Welcome to my world!
My life's been crazy since my Daddy moved in with me immediately after my mother's death in October 2010. My one and only kiddo headed to college at Carolina at the end of August. So...I lived on my own, for the first time in my life, for a total of a blissful six weeks. Then, I started the parenting gig with my dad. He's a combination of a grouchy old man, a surly teenager and a temperamental toddler. Needless to say, I get very close to the brink of insanity sometimes. I get through life by finding the humor in difficult circumstances.
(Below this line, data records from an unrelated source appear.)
PR #125, opened 2026-07-10
Improve startup time: Defer content extraction until first use

kaushikgopal:
## Change Brief

At the most basic level: this PR is a startup performance change, not a change to extraction behavior or tool availability.

## Summary

- Replaces the eager `extract.ts` runtime import with a memoized dynamic import.
- Keeps `web_search`, `fetch_content`, `get_search_content`, commands, shortcuts, and session handlers registered eagerly.
- Defers the Readability, LinkeDOM, Turndown, PDF, and video extraction graph until `fetch_content` or a background content fetch first needs it.
- Adds a regression test that observes module loading directly and exercises first-use HTML extraction against a local server.

## Why

Importing the extension eagerly loaded the full content-extraction dependency graph even when a session only needed search. Deferring that graph removes most of the extension's startup overhead while preserving the existing fetch path and sharing one import promise across concurrent first-use calls.

## Before / After

Before, loading the extension also loaded content extraction and its heavy transitive dependencies before tool registration completed.

After, registrations remain synchronous and immediately available. The extraction graph loads once, on the first direct or background content fetch, and then remains cached.

Measured isolated startup overhead:

| Environment | Before | After |
| --- | ---: | ---: |
| Current | 66 ms | 15 ms |
| Home | 77 ms | 16 ms |
| Direct import | ~65 ms | ~12 ms |

## Specific Changes

- **Startup path**: use type-only extraction imports and a memoized `import("./extract.ts")` wrapper.
- **Regression coverage**: verify eager registration without loading `extract.ts`, then invoke `fetch_content` and verify both module loading and extracted article content without timing assertions.

## Commit Notes

- `perf: lazy-load content extraction`
  - Why: avoid paying extraction-only initialization costs during every extension startup.
  - What changed: defer and memoize the extraction module import, with first-use integration coverage.
  - Implication: the first content fetch pays the module-load cost; later fetches reuse the loaded module.

## Testing

- `npm test` — 70 tests passed.
- Typecheck — no typecheck script or `tsconfig.json` is configured in the package.

### DIFF
--- a/index.ts
+++ b/index.ts
@@ -2,7 +2,7 @@ import type { ExtensionAPI, ExtensionContext } from "@earendil-works/pi-coding-a
 import { Box, Text, truncateToWidth } from "@earendil-works/pi-tui";
 import { Type } from "typebox";
 import { StringEnum, complete, type Model } from "@earendil-works/pi-ai/compat";
-import { fetchAllContent, type ExtractedContent } from "./extract.ts";
+import type { ExtractedContent, ExtractOptions } from "./extract.ts";
 import { normalizeFetchContentParams } from "./fetch-params.ts";
 import { clearCloneCache } from "./github-extract.ts";
 import { search, type SearchProvider, type ResolvedSearchProvider } from "./gemini-search.ts";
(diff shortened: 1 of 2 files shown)


nicobailon:
Thanks for this startup improvement. I landed it in #142 with changelog credit, keeping your authored commit in the maintainer branch.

And for some reason, I wind up in the weirdest situations. I couldn't make this stuff up. So I wind up having lots and lots crazy adventures which make great stories to share with my friends. Writing about my life is so therapeutic. My ramblings range from funny to sad to angry (full of cuss words) to sweet. While my focus is dealing with the trials and tribulations of being a parent to my Daddy, I have lots of random, totally unrelated posts. Whatever's on my mind. I love to make people laugh, and I'm happy to think my readers will get my strange sense of humor. And maybe, people who are in my situation will be encouraged. That's all I can hope for...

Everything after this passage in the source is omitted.